PR #107, opened 2015-06-23
Update to HelloWorld.cs

ryaneliseislalom:
Updated corefxlab/demos/CoreClrConsoleApplications/HelloWorld/HelloWorld.cs to include a function for OS detection while still allowing args[0] to be used for overriding and showing various OS logos. No break to existing behavior.

Also note, that proper OS detection would use Diagnostics.Environment, which is not yet implemented in CoreFX. This has been noted in the detection method comments.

◆ ◆ ◆

### EXERCISE REQUIREMENTS:
Your answer must be every line from the entries that contains the string "detection", copied as it stands.

### RESPONSE TO THIS TASK:
Updated corefxlab/demos/CoreClrConsoleApplications/HelloWorld/HelloWorld.cs to include a function for OS detection while still allowing args[0] to be used for overriding and showing various OS logos. No break to existing behavior.
Also note, that proper OS detection would use Diagnostics.Environment, which is not yet implemented in CoreFX. This has been noted in the detection method comments.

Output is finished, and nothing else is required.